_Problem details_
Everything from the line containing "For this story" through the line containing "which uses our" should be repeated exactly, and nothing else from the data.

_Material provided_
++++++++++++++++++++
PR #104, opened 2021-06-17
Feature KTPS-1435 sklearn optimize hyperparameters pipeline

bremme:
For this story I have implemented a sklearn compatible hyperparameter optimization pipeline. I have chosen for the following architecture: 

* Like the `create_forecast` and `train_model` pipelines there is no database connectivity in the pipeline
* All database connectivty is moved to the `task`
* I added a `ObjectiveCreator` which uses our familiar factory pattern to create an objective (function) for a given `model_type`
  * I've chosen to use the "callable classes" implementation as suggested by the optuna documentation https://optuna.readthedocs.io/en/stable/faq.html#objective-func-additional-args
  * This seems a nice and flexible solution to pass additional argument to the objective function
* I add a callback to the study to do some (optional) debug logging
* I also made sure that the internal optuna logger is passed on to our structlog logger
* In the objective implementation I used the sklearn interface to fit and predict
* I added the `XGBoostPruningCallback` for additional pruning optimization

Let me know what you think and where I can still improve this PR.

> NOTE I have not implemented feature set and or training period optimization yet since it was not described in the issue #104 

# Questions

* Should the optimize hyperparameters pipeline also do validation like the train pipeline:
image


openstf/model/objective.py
++++++++++++++++++++
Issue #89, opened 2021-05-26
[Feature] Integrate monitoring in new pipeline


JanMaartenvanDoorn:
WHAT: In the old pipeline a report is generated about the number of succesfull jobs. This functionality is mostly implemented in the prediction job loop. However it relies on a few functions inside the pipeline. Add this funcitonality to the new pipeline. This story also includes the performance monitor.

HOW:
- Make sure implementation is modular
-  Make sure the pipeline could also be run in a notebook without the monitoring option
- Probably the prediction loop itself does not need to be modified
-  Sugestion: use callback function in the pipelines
++++++++++++++++++++
_Final answer_
For this story I have implemented a sklearn compatible hyperparameter optimization pipeline. I have chosen for the following architecture: 

* Like the `create_forecast` and `train_model` pipelines there is no database connectivity in the pipeline
* All database connectivty is moved to the `task`
* I added a `ObjectiveCreator` which uses our familiar factory pattern to create an objective (function) for a given `model_type`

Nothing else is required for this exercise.